- Qaleh Tall Location within Iran
- Coordinates: 31°37′59″N 49°53′23″E﻿ / ﻿31.63306°N 49.88972°E
- Country: Iran
- Province: Khuzestan
- County: Bagh-e Malek
- District: Qaleh Tall

Population (2016)
- • Total: 10,698
- Time zone: UTC+3:30 (IRST)

= Qaleh Tall =

City in Khuzestan province, Iran

Qaleh Tall (قلعه‌تل) (Note: Also romanized as Qal‘eh Tall, Qal‘eh Tol, Qal’eh-e Tol, Qal‘eh-ye Tol; also known as Ghal‘eh Tal, Qal‘eh-i-Tul, and Qal‘eh-ye Tūl) is a city in, and the capital of, Qaleh Tall District of Bagh-e Malek County, Khuzestan province, Iran.
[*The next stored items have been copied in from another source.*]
PR #1412, opened 2026-04-23
log client version ID on server side

### LINKED ISSUE #832: Track version numbers of client
Accept client version numbers at some point in a connection and keep track of the values. This will allow us to know if there are still significant numbers of users using deprecated versions.

Implement this as a DEBUG level log message upon connect that shows the client version

MattShirley:
Logs client side client version when received as an HTTP header.

For issue: https://github.com/ssl-hep/ServiceX/issues/832

Front end work: https://github.com/ssl-hep/ServiceX_frontend/pull/736

### DIFF
--- a/servicex_app/servicex_app/__init__.py
+++ b/servicex_app/servicex_app/__init__.py
@@ -35,7 +35,7 @@ from distutils.util import strtobool
 import base64
 import click
 import logstash
-from flask import Flask, current_app, request
+from flask import Flask
 from flask.cli import AppGroup
 from flask_bootstrap import Bootstrap5
 from flask_cors import CORS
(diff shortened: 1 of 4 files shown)


BenGalewsky (approved):
Ok - this is a good start. I guess next step is to record this somewhere

servicex_app/servicex_app/__init__.py
```diff
@@ -387,4 +387,10 @@ def inject_modules():
                 create_kibana_link=create_kibana_link,
             )
 
+    @app.before_request
```
BenGalewsky: This seems like it is unnecessarily frequent. Couldn't we just do this on the Login message?

MattShirley: What would be the login route for the client? We could log when a token refresh happens or a transformation is submitted.

BenGalewsky: Exactly - so that's pretty much once per transform request and not when polling for results

MattShirley: I've moved the global logger to only occur when a transformation is submitted, will update the client as well.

It was the administrative center for Qaleh Tall Rural District until its capital was transferred to the village of Loran.

==Demographics==
===Population===
At the time of the 2006 National Census, the city's population was 8,604 in 1,704 households, when it was in the Central District. The following census in 2011 counted 10,052 people in 2,346 households. The 2016 census measured the population of the city as 10,698 people in 2,716 households.

In 2023, Qaleh Tall was separated from the district in the formation of Qaleh Tall District.